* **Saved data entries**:
▽
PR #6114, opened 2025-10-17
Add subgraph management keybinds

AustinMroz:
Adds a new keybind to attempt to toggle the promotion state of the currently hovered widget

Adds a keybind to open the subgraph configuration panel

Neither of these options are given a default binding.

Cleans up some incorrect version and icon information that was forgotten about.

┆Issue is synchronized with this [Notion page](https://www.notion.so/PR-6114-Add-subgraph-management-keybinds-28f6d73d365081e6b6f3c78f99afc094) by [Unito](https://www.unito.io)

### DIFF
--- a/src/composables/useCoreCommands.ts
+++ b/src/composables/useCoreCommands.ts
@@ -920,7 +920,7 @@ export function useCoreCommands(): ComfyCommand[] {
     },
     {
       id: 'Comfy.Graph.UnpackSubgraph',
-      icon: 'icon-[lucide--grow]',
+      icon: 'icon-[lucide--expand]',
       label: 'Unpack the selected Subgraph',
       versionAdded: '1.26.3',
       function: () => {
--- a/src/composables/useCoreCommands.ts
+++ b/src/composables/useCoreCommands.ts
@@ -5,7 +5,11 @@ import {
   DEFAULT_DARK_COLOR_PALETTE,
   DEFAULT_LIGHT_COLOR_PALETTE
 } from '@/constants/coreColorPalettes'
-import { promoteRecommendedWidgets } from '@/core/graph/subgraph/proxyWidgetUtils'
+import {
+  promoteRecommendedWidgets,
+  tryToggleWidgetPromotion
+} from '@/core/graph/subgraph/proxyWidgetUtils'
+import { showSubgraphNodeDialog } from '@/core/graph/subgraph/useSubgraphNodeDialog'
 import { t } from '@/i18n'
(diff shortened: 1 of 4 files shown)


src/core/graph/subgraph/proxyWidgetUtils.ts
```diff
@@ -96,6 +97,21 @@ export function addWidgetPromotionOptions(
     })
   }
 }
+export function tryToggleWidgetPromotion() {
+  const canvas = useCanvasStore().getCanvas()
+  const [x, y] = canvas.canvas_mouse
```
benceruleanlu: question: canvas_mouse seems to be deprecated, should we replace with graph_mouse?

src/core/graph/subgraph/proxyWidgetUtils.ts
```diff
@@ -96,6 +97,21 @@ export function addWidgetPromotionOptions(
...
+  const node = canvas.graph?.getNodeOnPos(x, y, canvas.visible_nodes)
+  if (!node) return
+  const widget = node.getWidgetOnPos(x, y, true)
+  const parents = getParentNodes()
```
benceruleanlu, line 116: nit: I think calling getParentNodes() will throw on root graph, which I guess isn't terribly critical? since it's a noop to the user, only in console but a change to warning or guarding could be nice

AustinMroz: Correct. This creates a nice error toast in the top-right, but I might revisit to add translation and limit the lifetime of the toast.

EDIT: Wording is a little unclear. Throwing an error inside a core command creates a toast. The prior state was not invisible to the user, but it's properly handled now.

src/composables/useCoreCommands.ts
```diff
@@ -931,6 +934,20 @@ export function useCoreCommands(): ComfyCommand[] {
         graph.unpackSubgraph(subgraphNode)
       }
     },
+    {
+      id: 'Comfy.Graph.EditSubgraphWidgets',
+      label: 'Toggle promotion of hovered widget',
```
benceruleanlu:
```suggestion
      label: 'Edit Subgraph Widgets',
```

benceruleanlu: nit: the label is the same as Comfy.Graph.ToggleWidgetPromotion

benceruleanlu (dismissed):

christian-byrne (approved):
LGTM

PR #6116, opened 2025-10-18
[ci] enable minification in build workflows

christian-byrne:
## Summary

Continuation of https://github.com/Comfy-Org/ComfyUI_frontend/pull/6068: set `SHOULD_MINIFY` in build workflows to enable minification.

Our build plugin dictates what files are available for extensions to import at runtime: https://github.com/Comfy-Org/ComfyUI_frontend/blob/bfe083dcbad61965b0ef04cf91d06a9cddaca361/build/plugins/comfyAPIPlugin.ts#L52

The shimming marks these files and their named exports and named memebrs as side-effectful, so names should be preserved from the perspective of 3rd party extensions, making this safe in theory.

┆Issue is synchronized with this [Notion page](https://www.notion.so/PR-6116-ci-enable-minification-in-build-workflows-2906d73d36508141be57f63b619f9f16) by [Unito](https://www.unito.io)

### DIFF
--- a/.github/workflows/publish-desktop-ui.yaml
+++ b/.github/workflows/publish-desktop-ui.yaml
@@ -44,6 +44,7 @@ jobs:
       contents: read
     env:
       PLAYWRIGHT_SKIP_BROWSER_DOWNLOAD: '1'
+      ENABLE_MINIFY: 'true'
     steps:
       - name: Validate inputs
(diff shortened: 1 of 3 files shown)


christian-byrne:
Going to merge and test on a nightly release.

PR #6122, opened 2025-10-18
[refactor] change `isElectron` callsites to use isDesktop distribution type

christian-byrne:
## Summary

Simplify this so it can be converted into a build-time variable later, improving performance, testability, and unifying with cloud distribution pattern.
△
* **About this task**:
Check each line above for the word "minification" and copy every line that has it.

* **Final answer**:
[ci] enable minification in build workflows
Continuation of https://github.com/Comfy-Org/ComfyUI_frontend/pull/6068: set `SHOULD_MINIFY` in build workflows to enable minification.
┆Issue is synchronized with this [Notion page](https://www.notion.so/PR-6116-ci-enable-minification-in-build-workflows-2906d73d36508141be57f63b619f9f16) by [Unito](https://www.unito.io)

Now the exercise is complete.